論文参考訳（メタデータ） (2020-06-16T13:01:33Z)
Agnostic Q-learning with Function Approximation in Deterministic Systems: Tight Bounds on Approximation Error and Sample Complexity [94.37110094442136]
本稿では,決定論的システムにおける関数近似を用いたQ$学習の問題について検討する。

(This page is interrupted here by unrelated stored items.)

PR #137, opened 2017-10-19
[RHEL7] use weak (instead of strong) dependency for 'redhat-release'

deekej:
Same as #136, but for `redhat-release` and *RHEL-7*...

### DIFF
--- a/initscripts.spec
+++ b/initscripts.spec
@@ -22,8 +22,7 @@ Conflicts: lvm2 < 2.02.100-5
 Conflicts: dmraid < 1.0.0.rc16-18
 Requires: systemd
 Requires: iproute, /sbin/arping, findutils
-# Not strictly required, but nothing else requires it
-Requires: /etc/system-release
+Recommends: redhat-release
 Requires: udev >= 125-1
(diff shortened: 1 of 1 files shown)


initscripts.spec
```diff
@@ -22,8 +22,7 @@ Conflicts: lvm2 < 2.02.100-5
 Conflicts: dmraid < 1.0.0.rc16-18
 Requires: systemd
 Requires: iproute, /sbin/arping, findutils
-# Not strictly required, but nothing else requires it
-Requires: /etc/system-release
+Recommends: redhat-release
```
lnykryn: We don't have weak dependencies in EL7 and please check that redhat-release packages actually exists.

deekej: Yes, I intend to change it to this:

```
Conflicts: redhat-release < <version>
```

and removing the `Recommends`. We still need to wait for the new version of `redhat-release`, so we can put the correct version to the conflicts.

deekej:
I have changed my mind after thinking about this. I'm closing this PR and creating a new one instead.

もし$delta = Oleft(rho/sqrtdim_Eright)$なら、$Oleft(dim_Eright)$を使って最適なポリシーを見つけることができる。
論文参考訳（メタデータ） (2020-02-17T18:41:49Z)

関連論文リストは本サイト内にある論文のタイトル・アブストラクトから自動的に作成しています。

指定された論文の情報です。
本サイトの運営者は本サイト（すべての情報・翻訳含む）の品質を保証せず、本サイト（すべての情報・翻訳含む）を使用して発生したあらゆる結果について一切の責任を負いません。